I never asked her what the real problem was. I already knew. She was away from my older sister, my niece, who were in Maryland, and most importantly, away from my father, of whom we had squander are last few chance of having a Christmas dinner with. Christmas is never fun, but needed.

When I was taking my little sister back to the airport she told me what was bothering her. She had told me that it was because we were late and didn’t say we were sorry. She ranted for 30 minutes, and then brought up specific details of when Jen has been late, and on and on and on.

I can see where this would upset someone, and I cannot argue that isn’t a good reason to be upset, the fact of the matter is that was not the reason why she was upset.

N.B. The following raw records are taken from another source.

PR #26951, opened 2025-01-15
Modify DbUserState to use usernames as identifier instead of a key

### LINKED ISSUE #26801: Modify `USERS` ColumnFamily key to work with a username instead of a user key
## Description

- Change the key of the `USERS` CF in the `DbUserState` from user key to username.
- Go through the usages of the CF and make sure we only retrieve users by username
- The method to get a user using the user key can be removed

### LINKED ISSUE #26803: Remove `USER_KEY_BY_USERNAME` ColumnFamily
## Description

- Remove the `USER_KEY_BY_USERNAME` CF from the `DbUserState` and deprecate the enum in `ZbColumnFamilies`. 
- Remove any remaining usages.

remcowesterhoud:
## Description

With this PR the CFs get refactored to work with a username instead of the `userKey`. Some noteworthy things:
1. We had a CF tracking keys by username. I had to swap this around so we can retrieve the username by the key. The initial plan was to remove it but since we haven't refactored the other entities this would become a huge PR in which I'd have to tackle it all.
2. Since we didn't refactor the roles/groups/tenants yet I had to add a user lookup in a few places which we didn't have before. These can/should be removed once we refacor these other entities.

## Checklist

- [ ] for CI changes:

## Related issues

closes #26801 
closes #26803

### DIFF
--- a/zeebe/engine/src/main/java/io/camunda/zeebe/engine/state/appliers/GroupEntityAddedApplier.java
+++ b/zeebe/engine/src/main/java/io/camunda/zeebe/engine/state/appliers/GroupEntityAddedApplier.java
@@ -37,7 +37,10 @@ public class GroupEntityAddedApplier implements TypedEventApplier<GroupIntent, G
     final var entityKey = value.getEntityKey();
     final var entityType = value.getEntityType();
     switch (entityType) {
-      case USER -> userState.addGroup(entityKey, groupKey);
+      case USER ->
+          userState
+              .getUser(entityKey)
+              .ifPresent(user -> userState.addGroup(user.getUsername(), groupKey));
       case MAPPING -> mappingState.addGroup(entityKey, groupKey);
       default ->
           throw new IllegalStateException(
--- a/zeebe/engine/src/main/java/io/camunda/zeebe/engine/state/appliers/RoleDeletedApplier.java
+++ b/zeebe/engine/src/main/java/io/camunda/zeebe/engine/state/appliers/RoleDeletedApplier.java
@@ -37,7 +37,11 @@ public class RoleDeletedApplier implements TypedEventApplier<RoleIntent, RoleRec
     // Remove roles from users if EntityType.USER exists
     final var userEntities = entities.get(EntityType.USER);
     if (userEntities != null) {
-      userEntities.forEach(userKey -> userState.removeRole(userKey, roleKey));
+      userEntities.forEach(
+          userKey ->
+              userState
+                  .getUser(userKey)
+                  .ifPresent(user -> userState.removeRole(user.getUsername(), roleKey)));
     }
     // todo remove entity from mapping state
     // delete role from authorization state
--- a/zeebe/engine/src/main/java/io/camunda/zeebe/engine/state/appliers/RoleDeletedApplier.java
+++ b/zeebe/engine/src/main/java/io/camunda/zeebe/engine/state/appliers/RoleDeletedApplier.java
@@ -10,40 +10,24 @@ package io.camunda.zeebe.engine.state.appliers;
 import io.camunda.zeebe.engine.state.TypedEventApplier;
 import io.camunda.zeebe.engine.state.mutable.MutableAuthorizationState;
 import io.camunda.zeebe.engine.state.mutable.MutableRoleState;
-import io.camunda.zeebe.engine.state.mutable.MutableUserState;
 import io.camunda.zeebe.protocol.impl.record.value.authorization.RoleRecord;
 import io.camunda.zeebe.protocol.record.intent.RoleIntent;
-import io.camunda.zeebe.protocol.record.value.EntityType;
 
 public class RoleDeletedApplier implements TypedEventApplier<RoleIntent, RoleRecord> {
 
   private final MutableRoleState roleState;
-  private final MutableUserState userState;
   private final MutableAuthorizationState authorizationState;
 
   public RoleDeletedApplier(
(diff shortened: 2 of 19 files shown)


zeebe/engine/src/main/java/io/camunda/zeebe/engine/state/appliers/GroupEntityAddedApplier.java
```diff
@@ -37,7 +37,10 @@ public void applyState(final long key, final GroupRecord value) {
     final var entityKey = value.getEntityKey();
     final var entityType = value.getEntityType();
     switch (entityType) {
-      case USER -> userState.addGroup(entityKey, groupKey);
+      case USER ->
+          userState
+              .getUser(entityKey)
+              .ifPresent(user -> userState.addGroup(user.getUsername(), groupKey));
```
koevskinikola, line 43: 💭 The user check is redundant here, as we perform it in the processor. But I guess this is what you meant in the PR description, that first, we need to refactor the tenant/group/role states to work with IDs instead of keys.

And you need to retrieve the `username` somehow 🙂

zeebe/engine/src/main/java/io/camunda/zeebe/engine/state/appliers/RoleDeletedApplier.java
```diff
@@ -37,7 +37,11 @@ public void applyState(final long key, final RoleRecord value) {
...
     final var userEntities = entities.get(EntityType.USER);
     if (userEntities != null) {
-      userEntities.forEach(userKey -> userState.removeRole(userKey, roleKey));
+      userEntities.forEach(
+          userKey ->
+              userState
+                  .getUser(userKey)
+                  .ifPresent(user -> userState.removeRole(user.getUsername(), roleKey)));
     }
     // todo remove entity from mapping state
```
koevskinikola, line 46: 🔧 We can remove this code completely. In the `RoleDeleteProcessor` [here](https://github.com/camunda/camunda/blob/a406f791bb017b34f4d20f0c5304f267efb814ac/zeebe/engine/src/main/java/io/camunda/zeebe/engine/processing/identity/RoleDeleteProcessor.java#L107-L124), we emmit `RoleIntent.ENTITY_REMOVED` events for each member entity, so the `RoleEntityRemovedApplier` is already invoked to remove these entries from the `userState`.

zeebe/engine/src/main/java/io/camunda/zeebe/engine/state/appliers/TenantDeletedApplier.java
```diff
@@ -47,7 +47,11 @@ private void handleUserEntities(
...
     final List<Long> userEntities = entities.get(EntityType.USER);
     if (userEntities != null) {
-      userEntities.forEach(userKey -> userState.removeTenant(userKey, tenantId));
+      userEntities.forEach(
+          userKey ->
+              userState
+                  .getUser(userKey)
+                  .ifPresent(user -> userState.removeTenant(user.getUsername(), tenantId)));
     }
   }
```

I find to that my family is there when I need them, or at least that is what they tell me. If my family is reading this, I am sure they can point to specific times in which they were there for me. On the other hand, I can tell them twice the number of times that they were not there for me.

I then find myself conflicted. Is it like the song, “never had to knock on wood.” In which the singer describes life changing events that has never happened to him, and admits that he might be a coward, just has never found out. The point of the song was that the writer did not know of who he was or how he would fair if things got really bad. “Have you ever had the pain so powerful you had to collapse?” Then says that he has not. I wonder that my family appears to have never been been there for me because I have never really needed them.

I find that argument wrong on some many levels, but write on one or two. So I find myself conflicted. I have always known that I cannot do this alone, but never really had faith in anyone ever really helping me. This is much like finding out today that a very likely cause of my current health problems is the treatments for the problem.

I feel like I am not sure which end is up. Who is a co-work or who is a sister. Sometimes you need to interact with your coworkers like family and deal with your family like co-workers. That I can accept, and more importantly, I have to accept that this is not just my job, or my family, but this is how we all are in almost every aspect of our interaction with the world.

My problem is that I treat people like family far more than I treat people like business partners, which is why I find myself conflicted.